Apparently, he bought paper from Crane & Company, the same source as the US Government for US bank notes, and although it was not the same exact paper, it was their best quality bond paper, and he set out to trace the bills and then draw in every tiny detail. He skipped the part about being produced by the Bureau of Engraving and Printing because “dey didn’t make dem”, and also the part about counterfeiting being punishable by imprisonment and hard labor, but almost nobody ever noticed.

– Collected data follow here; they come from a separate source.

PR #507, opened 2022-11-11
update test results for PostCSS 8.4.19

romainmenke:
same as https://github.com/postcss/postcss-import/pull/503 but in reverse


RyanZim:
Thanks for following up here!

Issue #509, opened 2022-11-30
Issue with `@layer`s


argyleink:
given
```css
@layer foo {
  :root {
    color: red;
  }
}
@import "icons.css" layer(base);
```

output is missing the contents of icons.css:
```css
@layer foo {
  :root {
    color: red;
  }
}
```

if i remove the layer `foo`, the output is:
```css
@layer base {
.filled-icon {
  color: green;
}
}
```

Seems like there's a bug when there are inline layers already present in the file?

RyanZim:
`@import` statements must come first in CSS files; you should have gotten a warning about this; what postcss runner are you using?

romainmenke:
Confirmed that a warning is emitted by the plugin for this source code.

> `unexpected warning: "@import must precede all other statements (besides @charset or empty @layer)"`

argyleink:
> statements must come first

totally, but, that's what i'm inlining for. once inlined, there's nothing to warn about. plus, why warn and remove the statement? 

> what postcss runner?

npm postcss in deno

<br>
you may be wondering why i have that line of code in my styles? another plugin is importing files from a url into a layer in a transform step before this plugin. i think it'd be best if this plugin didnt care where the import was and instead just replaced it where it found it? or, add the ability to import remote URLs so this plugin can own all the imports and not find itself 2nd in the build step. 

thanks y'all for checking this out tho so quickly, much appreciated!

RyanZim:
> npm postcss in deno

Yeah, you'll want to modify your code to check for `result.warnings` to get the message about problems like this.

This plugin will always follow the CSS spec; when warnings are being omitted because there was invalid input, I don't think it particularly matters what the output is. I'm not sure that a fully understand what you're trying to do, but I see no reason that this plugin needs to change its behavior here.

argyleink:
really, nothing to change? it's removing something entirely and using a warning as a way to not do something? i agree this plugin should follow specs, but not that it should be opinionated in this way. i was assuming the use case i had made it clear of the what and why.. 

i see the other bug was resolved, so maybe i can put this plugin into the transform pipeline in a way that can work around the requirement/warning. but ultimately, i'd prefer this plugin to inline imports, wherever they are. it's fine if it warns about what it did, but my expectation was an import just get inlined. the final output is spec compliant.

romainmenke:
> but my expectation was an import just get inlined. the final output is spec compliant.

I partly agree with @RyanZim here.
[...]

PR #514, opened 2022-12-01
preserve invalid nodes after warnings

romainmenke:
related to : https://github.com/postcss/postcss-import/issues/509

The current implementation removes nodes which are incorrect and emits a warning.
The result is a valid CSS file but its contents are likely not what the author intended.

This change preserves the invalid rules.
The result is now an invalid CSS file but it it can be inspected more easily.
It can be confusing to have a warning about incorrectly ordered `@import` statements if the final output doesn't even contain any `@import`.

I don't have any strong opinion about what is more correct/helpful here.

If error handling is considered part of the API of this plugin then this would be a breaking change.

### DIFF
--- a/lib/parse-statements.js
+++ b/lib/parse-statements.js
@@ -70,9 +70,10 @@ function parseMedia(result, atRule) {
 
 function parseCharset(result, atRule) {
   if (atRule.prev()) {
-    return result.warn("@charset must precede all other statements", {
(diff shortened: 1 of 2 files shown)


romainmenke:
Closing as this doesn't solve anything.
CSS output is invalid with or without this change.

Adding data url support opens more options that this change.

PR #530, opened 2023-07-14
add parsing support for supports conditions

romainmenke:
- added parsing support for `supports` conditions
- rewrote the import statement parser
- added coverage checks with `c8`

---------

Fully implementing supports conditions will require a fairly large refactor and the codebase is already very complex.

I would like to first do a few refactors.
This is one of them.

Initially the parsing algorithm was a simple split.
Look for anything that could be a uri, everything after is a `media` condition.

With `layer` and `supports` something more flexible is needed.

Any `supports` conditions will currently give errors.

This is already a behavior change.
Before this PR `supports` conditions would be treated as if they were `media` conditions, which is always incorrect.

Both behaviors are broken but after this change CSS authors will receive more meaningful feedback.

### DIFF
--- a/lib/parse-statements.js
+++ b/lib/parse-statements.js
@@ -113,59 +113,97 @@ function parseImport(result, atRule) {
   const params = valueParser(atRule.params).nodes
   const stmt = {
     type: "import",
+    uri: "",
+    fullUri: "",
     node: atRule,
     media: [],
     layer: [],
+    supports: [],
   }
 
-  // prettier-ignore
-  if (
-    !params.length ||
-    (
-      params[0].type !== "string" ||
-      !params[0].value
-    ) &&
-    (
-      params[0].type !== "function" ||
-      params[0].value !== "url" ||
-      !params[0].nodes.length ||
-      !params[0].nodes[0].value
-    )
-  ) {
-    return result.warn(`Unable to find uri in '${  atRule.toString()  }'`, {
+  for (let i = 0; i < params.length; i++) {
+    const node = params[i]
+
+    if (node.type === "space" || node.type === "comment") continue
+
+    if (node.type === "string") {
+      if (stmt.uri) {
+        return result.warn(`Multiple url's in '${atRule.toString()}'`, {
+          node: atRule,
+        })
+      }
+
+      if (!node.value) {
+        return result.warn(`Unable to find uri in '${atRule.toString()}'`, {
+          node: atRule,
+        })
+      }
+
+      stmt.uri = node.value
+      stmt.fullUri = stringify(node)
+      continue
+    }
+
+    if (node.type === "function" && /^url$/i.test(node.value)) {
+      if (stmt.uri) {
+        return result.warn(`Multiple url's in '${atRule.toString()}'`, {
+          node: atRule,
+        })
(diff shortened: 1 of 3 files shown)


RyanZim:
@romainmenke are you thinking we should release with this warning for `@supports`, or is this just a temporary measure until we add support after refactoring?

lib/parse-statements.js
```diff
@@ -113,59 +113,97 @@ function parseImport(result, atRule) {
...
-      !params[0].nodes.length ||
-      !params[0].nodes[0].value
-    )
-  ) {
-    return result.warn(`Unable to find uri in '${  atRule.toString()  }'`, {
-      node: atRule,
-    })
-  }
+  for (let i = 0; i < params.length; i++) {
+    const node = params[i]
```
RyanZim, line 125: Maybe should use a for..of loop here?

lib/parse-statements.js
```diff
@@ -113,59 +113,97 @@ function parseImport(result, atRule) {
...
+      stmt.uri = node.nodes[0].value
+      stmt.fullUri = stringify(node)
+      continue
+    }
+
+    if (!stmt.uri) {
+      return result.warn(`Unable to find uri in '${atRule.toString()}'`, {
+        node: atRule,
+      })
+    }
```
RyanZim, line 169: This code is placed here, and again further below, why?

lib/parse-statements.js
romainmenke: We need the index on line 188 for `split(params, i)`

lib/parse-statements.js
romainmenke: The first one, inside the `for`, is an early abort in case something that can not be a url is found before a url. `@import screen url("foo");`

The second is to make sure that any url was found. `@import screen;`

The first one could be dropped, it's not needed functionally, it's only an early return.

romainmenke:
> are you thinking we should release with this warning for @supports, or is this just a temporary measure until we add support after refactoring?

I am hoping it is temporary.
But I want to keep the code base healthy after each change and I would like to keep each change small-isch.

The state in this pull request is something that can be released if needed.

I plan to continue work towards full support for `supports` conditions, but this could take a while. It really complicates things that four different types of rules interact (`import`, `media`, `layer`, `supports`). With `layer` I was able to patch a few existing bits and make it work, but a larger refactor is needed for `supports`.

lib/parse-statements.js
RyanZim: Ah, missed that the nesting level was different. Goes to show I need to review this in more detail when less tired...

CHANGELOG.md
```diff
@@ -1,3 +1,7 @@
+# Unreleased
+
+- Give a warning when `supports` conditions are used in `@import` statements.
+
```
RyanZim, line 4: It's not yet clear if we'll be releasing this change; I don't mind writing up the changelogs at release time. Let's just remove this.

RyanZim (commented):
Let's split the addition of c8 into its own PR.

Code here LGTM.

romainmenke:
Thank you for the review 🙇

He finally got careless one day and got pinched because he made change for a $50 at a liquor store and the note got wet and the ink started running, and the owner of the establishment had Ninger found and arrested. The judge took leniency on him because of his age and frailty.



To this day, there are collectors of “Ninger Notes” because they’re highly sought after works of art, illegal to possess. The few people who have one don’t want to draw attention, for the Secret Service would come and demand it.



I was thinking about Ninger while I was on the toilet at Panda Express, after having paid $32 for two people to eat dinner yesterday.



It took Mr. Ninger, “Jim the Penman”, weeks of hard work and expensive materials (the paper, mainly) to make a $20 or a $50 (his favorite) or a $100, but it was worth it because those bills were all worth thousands of dollars in today’s money.



In fact, “Jim” probably did the $50 so much because a $100 was an eye watering amount of money back then and hard to explain, and almost certain to be closely inspected even if it would have been appropriate in-context to the transaction.



Ostensibly, the reason the Secret Service would show up is that counterfeiting is a risk to the economy, it destabilizes it, it’s inflationary.



The problem with this is nobody would spend a “Ninger Note”. They’re almost priceless because so few survived the trial and the Secret Service destroying them.



Even if the notes wouldn’t look so out of place today, nobody would ever part with a Ninger $50 that’s worth about $10,000 under-the-table to another art collector, on a meal at Panda Express, which is about all it buys now due to the economic destabilization and inflation of…….“Joe the Biden”.



Set to work producing $100s, it would take Emanuel Ninger 2.684 billion years to produce enough money to fund the federal government for a year, or 5.369 billion years if he did it in $50s, his favorite.